The Dutch held on to West Papua after 1947, preparing it for
an independent future, but Indonesia under the dictator Sukarno
was a neo-imperialist power. Sukarno's war to wrest northern
Borneo from the new federation of Malaysia failed, but his
parallel campaign to seize western New Guinea from the
Netherlands succeeded. The Dutch pulled out in 1961, and the
United Nations (under heavy U.S. pressure) ratified the
Indonesian conquest in a shamefully rigged "Act of Free Choice"
vote in 1969.
Theys Eluay, then one of the 1,025 community leaders hand-
picked by the Indonesian army to vote for everybody else,
recalls: "If we had not voted for integration (with Indonesia),
our houses would have been burned and our families slaughtered."
Abandoned by the world, the 1,025 voted obediently for the
Indonesian take-over. Ever since, there has been a low-level
insurgency, but it was easily controlled by ruthless Indonesian
army and police units.
Eluay now heads the Papuan Presidium Council, representing all
254 indigenous tribes, that voted for immediate independence from
Indonesia last June. They see it as urgent because Jakarta's
policy remains to "Asianise" the territory by settling 10,000
families from Indonesia there each year, with the ultimate goal
of reducing real West Papuans to minority status. But men like
Eluay who have lived their lives under foreign occupation are
inevitably compromised persons, and there are disturbing aspects
to the militia group he leads.
Eluay's 7,000-strong, black-clad "Satgas" (Task-Force) militia
claims to be pro-independence, but its main source of money,
strangely, is Yorris Raweyai, the deputy leader of an Indonesian
"youth organization" that used to act as anonymous, deniable
"enforcers" for the dictator Soeharto. There are also reports of
rival "red and white" militias (the colors of the Indonesian
flag) being set up in various West Papua towns.

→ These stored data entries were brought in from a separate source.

PR #347, opened 2025-12-02
Graph Download Compatible with bash <4

### LINKED ISSUE #329: Download Script for Graph Prop Task Breaks in Older Bash version
**Describe the bug**
- graph property prediction examples all require a data download from the custom link, we should not require this
- when running `./scripts/download_graph_prop_datasets.sh examples/graphproppred` on macbook run into the following error

```
./scripts/download_graph_prop_datasets.sh: line 8: declare: -A: invalid option
declare: usage: declare [-afFirtx] [-p] [name[=value] ...]
```
That error means the shell doesn’t support associative arrays (declare -A), which are only available in Bash (version 4+), not in sh or older Bash versions.

**To Reproduce**
running `./scripts/download_graph_prop_datasets.sh examples/graphproppred` on bash version older than 4+

**Expected behavior**
Data download correctly
- ideally graph prop task doesn't require a custom download

**Environment:**

- OS: Mac 
- TGM Version: beta 
- CPU

Jacob-Chmura:
Close #329

### DIFF
--- a/scripts/download_graph_prop_datasets.sh
+++ b/scripts/download_graph_prop_datasets.sh
@@ -5,8 +5,18 @@ SCRIPT_DIR="$(cd "$(dirname "${BASH_SOURCE[0]}")" && pwd)"
 PROJECT_ROOT="$SCRIPT_DIR/.."
 cd "$PROJECT_ROOT"
 
-declare -A DATASETS_URLS
-DATASETS_URLS[tokens_data]="https://raw.githubusercontent.com/Jacob-Chmura/mint-datasets/master/fetch.sh"
+
+DATASETS=("tokens_data")
+
+get_dataset_url() {
+    case "$1" in
+        tokens_data)
+            echo "https://raw.githubusercontent.com/Jacob-Chmura/mint-datasets/master/fetch.sh"
+            ;;
+        *)
+            ;;  # return empty for unknown dataset
+    esac
+}
 
 print_usage() {
     echo "Usage: $0 DATA_ROOT"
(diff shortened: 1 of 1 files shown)


scripts/download_graph_prop_datasets.sh
```diff
@@ -36,17 +46,49 @@ parse_args() {
...
+        if [ -e "$path" ] || [ -L "$path" ]; then
+            realpath "$path"
+            return
+        fi
+    fi
+    # fallback: absolute path using pwd
+    # https://apple.stackexchange.com/questions/450035/is-the-unix-realpath-command-distributed-with-macos-ventura
+    echo "$PWD/$path"
+}
+
```
Jacob-Chmura, line 74: Note, `realpath` is not available until macOS 13. @shenyangHuang which version are you on? Can you test this to ensure the fallback works reasonably well? 

The reason we need this is that if I issue: `./scripts/download_graph_prop_datasets.sh .` I end up _attempting_ to move the downloaded data into the current working directory, and then `rm -rf` the original download folder. But, if these two match (i.e. when the `DATA_DIR` resolves to the current working directory) this will just delete the directory, leaving you without data. 

The check bellow attempts to resolve the src/dst paths, and skips the `mv && rm -rf` on the original download directory if they match. 

To test, please issue:

```sh
./scripts/download_graph_prop_datasets.sh . # download to current path, data should be there
./scripts/download_graph_prop_datasets.sh . # download to current path, should be skipped
./scripts/download_graph_prop_datasets.sh ./ # download to current path, should be skipped
rm -rf tokens_data # delete downloaded data
./scripts/download_graph_prop_datasets.sh ./ # download to current path, data should be there
rm -rf tokens_data # clean up
```

ntgbaoo: @Jacob-Chmura , I tried it out on macOS 13, Bash 3.2. Got the error:
```bash
bash scripts/download_graph_prop_datasets.sh ./
Storing datasets at: ./
Downloading dataset: tokens_data from https://raw.githubusercontent.com/Jacob-Chmura/mint-datasets/master/fetch.sh
bash: line 51: mapfile: command not found
ERROR: Failed to fetch TOKENS from https://raw.githubusercontent.com/Jacob-Chmura/mint-datasets/master/TOKENS
(base) ngtbaoo@ROBOPOPO tgm % curl: (23) Failed writing body
```

Seems like mapfile is not available on Bash 3.2

Jacob-Chmura: Ah, this is coming upstream from my hosted repo script: https://github.com/Jacob-Chmura/mint-datasets/blob/master/fetch.sh

Will need to patch and cut a new build

Jacob-Chmura: @benjaminnNgo Can you try again now? When you run it you should see `v0.2` asset download [here](https://github.com/Jacob-Chmura/mint-datasets/blob/master/VERSION). I replaced `mapfile` in [this commit](https://github.com/Jacob-Chmura/mint-datasets/pull/4/files)

ntgbaoo: @Jacob-Chmura, now we got the issue from `wget`

```bash
(base) ngtbaoo@ROBOPOPO tgm % bash scripts/download_graph_prop_datasets.sh ./
Storing datasets at: ./
Downloading dataset: tokens_data from https://raw.githubusercontent.com/Jacob-Chmura/mint-datasets/master/fetch.sh
[*] Fetching all MiNT token datasets v0.2 ...
[*] Downloading token test-token from https://github.com/Jacob-Chmura/mint-datasets/releases/download/v0.2...
bash: line 76: wget: command not found
ERROR: Failed to download test-token from https://github.com/Jacob-Chmura/mint-datasets/releases/download/v0.2 to ./tokens_data/test-token.zip
```

Jacob-Chmura: @benjaminnNgo Can you try now, I [replaced `wget` with `curl`](https://github.com/Jacob-Chmura/mint-datasets/commit/926c6795bed6b86f200da7395ca1c70d1de6746d)

ntgbaoo: @Jacob-Chmura , it works. Thank you!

A suspicious mind might conclude that certain Indonesian
quarters are creating a scenario for a "spontaneous" outburst of
internecine violence in West Papua, with lots of spectacular
atrocities, in order to redefine a legitimate independence
movement as a civil war. President Wahid is probably not in on
the plot, but given his poor health and short attention span, he
may not be able to stop it.
Wahid's instincts are good. He let West Papua revert to its
real name last December (Soeharto had renamed it "Irian Jaya").
He set up an independent commission to investigate past human
rights abuses there. After the West Papuans' declaration last
June that they had been legally independent since the Dutch left
in 1961, he even said that they could fly their Morning Star flag
beside (though slightly below) the Indonesian flag.

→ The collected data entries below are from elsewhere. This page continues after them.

PR #350, opened 2025-12-03
Mark Raw Event Hook Dependencies

### LINKED ISSUE #248: Create proper abstraction for node/event requirements on each hook

Jacob-Chmura:
Close #248 

Note: this is not strictly enforcable at hook registration time by the manager because asserting that each batch has (e.g. node events or edge events) can only be inferred during data loading (e.g. depends on batch size).

### DIFF
--- a/tgm/hooks/negatives.py
+++ b/tgm/hooks/negatives.py
@@ -160,7 +160,7 @@ class TGBTHGNegativeEdgeSamplerHook(StatelessHook):
         ValueError: If neg_sampler is not provided.
     """
 
-    requires: Set[str] = set()
+    requires = {'src', 'dst', 'time', 'edge_type'}
     produces = {'neg', 'neg_batch_list', 'neg_time'}
 
     def __init__(
--- a/test/unit/test_hooks/test_batch_analytics_hook.py
+++ b/test/unit/test_hooks/test_batch_analytics_hook.py
@@ -33,7 +33,7 @@ def dg():
 
 def test_hook_dependancies():
     hook = BatchAnalyticsHook()
-    assert hook.requires == set()
+    assert hook.requires == {'src', 'dst', 'time', 'node_times', 'node_ids'}
     assert hook.produces == {
         'num_edge_events',
         'num_node_events',
--- a/test/unit/test_hooks/test_node_analytics_hook.py
+++ b/test/unit/test_hooks/test_node_analytics_hook.py
@@ -243,7 +243,7 @@ def test_node_analytics_hook_produces_and_requires():
     tracked_nodes = torch.tensor([0])
     hook = NodeAnalyticsHook(tracked_nodes=tracked_nodes, num_nodes=5)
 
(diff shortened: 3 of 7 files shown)


tgm/hooks/neighbors.py
ntgbaoo, line 1: It is a bit tricky here to define what attributes are required for these neighbour sampler hooks. Since users can define what seed nodes and seed times are, `requires` is dynamically defined in this case

Jacob-Chmura: Indeed, it's a bit of a _runtime_declaration_ and there is not much we can assert until iteration time.

However, `batch.src, batch.dst, batch.time` are all required since we access them while updating our buffers:

https://github.com/tgm-team/tgm/blob/d5d177872e94f8a4dffb4a8e3ba8bc6b8136c23d/tgm/hooks/neighbors.py#L489-L491

Jacob-Chmura: We could in theory append the requires attributes to the class variable but that would mess things up in case there are multiple instances of the hook :/

Alternatively, we can make `requries/produces` an instance variable. Thoughts? @benjaminnNgo

ntgbaoo: For the first point: yeah, I don't think we should do that.
Makes `requires/produces` as instance variables makes sense. Just trying to think if it affects anything down the line.

Jacob-Chmura: Not directly related, but this makes me also think we should improve our error handling here:

https://github.com/tgm-team/tgm/blob/d5d177872e94f8a4dffb4a8e3ba8bc6b8136c23d/tgm/hooks/hook_manager.py#L142-L146

In particular, any `AttributeError` that is thrown on `DGBatch` should be wrapped in a `UnresolvableHookDependenciesError`. We should meet as a team and think through these hook ergonomics in more detail

Jacob-Chmura: > Just trying to think if it affects anything down the line.

The think that comes to mind is that we want to still enforce that these these requirements are "static" for the duration of the object... I think...  Any dependencies that change during graph iteration cannot reasonably be guarded against (node event / edge event missing included).

tgm/hooks/negatives.py
ntgbaoo, line 1: @Jacob-Chmura, can you pull udpate from `main` and add `requires` for [TGBTHGNegativeEdgeSamplerHook](https://github.com/tgm-team/tgm/blob/main/tgm/hooks/negatives.py#L148). The requires would be `src`, `dst`, `time` and `edge_type`

benjaminnNgo (approved):
Looks good to me. But before merging, you may need to pull updates from main to get a new hook for `thgl` negative sampler 

We also have these new hooks: `tgm/hooks/node_analytics.py`; `tgm/hooks/batch_analytics.py`. But I think they don't really require anything.

Approved to unblock.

But he did not accept their assertion that the 1969 "Act of
Free Choice" was invalid because it was "conducted to the
accompaniment of threats, intimidation, sadistic killing,
military violence, and amoral deeds that gravely violated
humanitarian principles." Nor did he agree that West Papua is in
the same category as East Timor -- never legally part of
Indonesia at all -- and so can be set free without creating a
precedent that other regions could follow.

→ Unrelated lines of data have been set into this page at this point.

PR #351, opened 2025-12-06
Added ROLAND

benjaminnNgo:
### Summary / Description

Added ROLAND for linkproppred

**Related Issues:** #344 

#### Type of Change

- [ ] Bug fix
- [x] New feature
- [ ] Breaking Change
- [ ] Refactoring
- [x] Documentation update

Wahid is trying to hold a complicated country together, and
hold off a cynical, corrupt, power-hungry army, and foster a
democratic culture, all at the same time. He doesn't have any
room to be reasonable over West Papua. So there may be a
humanitarian calamity there, engineered by the Indonesian army
with the aim of discrediting the independence movement.
It would be nice to believe that the foreign reaction would be
as swift and effective as it was in East Timor, but there will be
no UN-supervised referendum in West Papua, with foreign TV crews
on the spot. Equally important, West Papua has had nobody to
raise public consciousness about the West's responsibility for
its plight, as Noam Chomsky so effectively did about the U.S.
role in selling East Timor down the river.
If there is great deal of violence in West Papua soon, the
rest of the world will pretend it's none of their business.
Nobody knows how it will come out in the end but then, nobody
even knows if democracy will survive in Indonesia itself.